BRIEF - In the data below, find each line carrying the string "Reviewable" and copy it out.
*** Opening TASK INPUTS ***
PR #1487, opened 2024-08-08
Miscelaneous Header Cleanup

hohle:
* forward declaration for `struct Entity` prior to `PfnEntityUpdate`
* definition guard around `VERSION_PC` in `pc.h`
* various libc includes to avoid implicit signatures
* `const` string arguments to avoid dropping a const qualifier

This cleans up most of the warnings from the cmake build. There are still a few from `libgte` and one more `const` to mutable assigment but most have been resolved.

### DIFF
--- a/include/entity.h
+++ b/include/entity.h
@@ -4,6 +4,7 @@
 
 #include "common.h"
 
+struct Entity;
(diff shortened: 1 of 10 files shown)


Xeeynamo (approved):
Looks good!

PR #1488, opened 2024-08-08
More SFX reference updates

synamaxmusic:
I think we're all caught up with the current sfx enum so the next PR will have some new sfx IDs added.


Xeeynamo (commented):
I did review half of the changes, but I stopped at the stage changes. Have you check that those sound effects are consistent across every overlay despite the same SFX ID?

sozud (approved):

sozud:
> I did review half of the changes, but I stopped at the stage changes. Have you check that those sound effects are consistent across every overlay despite the same SFX ID?

Stage sfx are in vabid 3, I think all these are vab 0 so there's no conflict

synamaxmusic:
Yup, once we get to `0x709` then we'll have to start analysis how the sound effects are used in the stages.

Xeeynamo:
Oh wow I did not know. It's crazy how this project grew so big that there are no people that understand every portion of the game.

sozud:
This got conflicted, can you rebase it?

synamaxmusic:
I see what happened, fixing now.

PR #1489, opened 2024-08-08
compile ric

sozud:
This gets RIC compiling, crashes immediately in `func_8015C920` since `g_CurrentEntity` is not set for some reason


Xeeynamo (approved):
Impressive work! I am fine with the `Ric` prefix for now and we can introduce small renaming over time. But so far I'd like to get this in ASAP!

PR #2410, opened 2019-04-05
Create HMAC Key samples.

coryan:
We want separate samples to enable and disable a HMAC Key for
consistency with the samples for other languages.

---
This change is [Reviewable](https://reviewable.io/reviews/googleapis/google-cloud-cpp/2410)


coryan:
/cc: @jkwlui @frankyn in case you want to review the tags or something.

PR #2411, opened 2019-04-05
Enable HMAC Key integration tests in production.

coryan:
The HMAC Key support arrived (for whitelisted projects) to production,
so we can enable this for our integration tests.

---
This change is [Reviewable](https://reviewable.io/reviews/googleapis/google-cloud-cpp/2411)


coryan:
I am closing this because there are too many things to fix before we can enable these tests in production.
*** Closing TASK INPUTS ***
EXERCISE SOLUTION -
This change is [Reviewable](https://reviewable.io/reviews/googleapis/google-cloud-cpp/2410)
This change is [Reviewable](https://reviewable.io/reviews/googleapis/google-cloud-cpp/2411)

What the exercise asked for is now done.